Amazon Redshift introduces row-level operations for Apache Iceberg tables

Amazon Redshift now supports row-level UPDATE, DELETE, and MERGE operations on Apache Iceberg tables, enhancing data manipulation capabilities directly within the platform.

Amazon Redshift has announced new capabilities allowing users to perform row-level UPDATE, DELETE, and MERGE operations on Apache Iceberg tables. This development is particularly beneficial for customers utilizing Iceberg to construct interoperable data lakes, as they can now execute data manipulation language (DML) tasks directly from Amazon Redshift without the need to transfer data to external processing engines.

In the past, altering individual rows within Iceberg tables necessitated the use of separate engines, which introduced additional complexity and latency into data workflows. With the introduction of this feature, users can now execute UPDATE, DELETE, and MERGE (UPSERT) statements on both partitioned and unpartitioned Iceberg tables, including those stored in S3. The supported Iceberg partition transformations encompass identity, bucket, truncate, year, month, day, and hour.
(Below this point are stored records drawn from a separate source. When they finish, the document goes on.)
PR #317, opened 2017-07-29
Support v3 signature packets in mechanism_openpgp

mtrmac:
They are handled similarly to the more common V4 signature packets, except that `MessageDetails.SignatureV3` is set instead of `MessageDetails.Signature`, and they don’t support expiration.

Bulk of the commit is adding tests which use V3 signature packets.

I have regenerated `unknown-key.signature` because it was generated using a temporary key created just for that purpose, and the test is simpler when fixtures for both packet variants to use the same key.

Cc: @mfojtik


mfojtik:
LGTM

(this code is already part of OpenShift 3.6 :-)

runcom:
LGTM

TomSweeneyRedHat:
LGTM

mtrmac:
👍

The MERGE operation allows for the integration of insert and update logic within a single statement, facilitating common data integration scenarios such as change data capture and slowly changing dimensions. Importantly, tables altered by Redshift remain compatible with other Iceberg-compliant engines like Amazon EMR and Amazon Athena, thereby maintaining cross-engine interoperability. Additionally, AWS Lake Formation permissions extend to Iceberg write operations.

This enhancement to Amazon Redshift is accessible across all AWS Regions where the service is available. For further information and to begin utilizing these new features, users are encouraged to consult the Writing to Apache Iceberg tables section found in the Amazon Redshift Database Developer Guide, which includes comprehensive documentation on the SQL syntax required for these operations.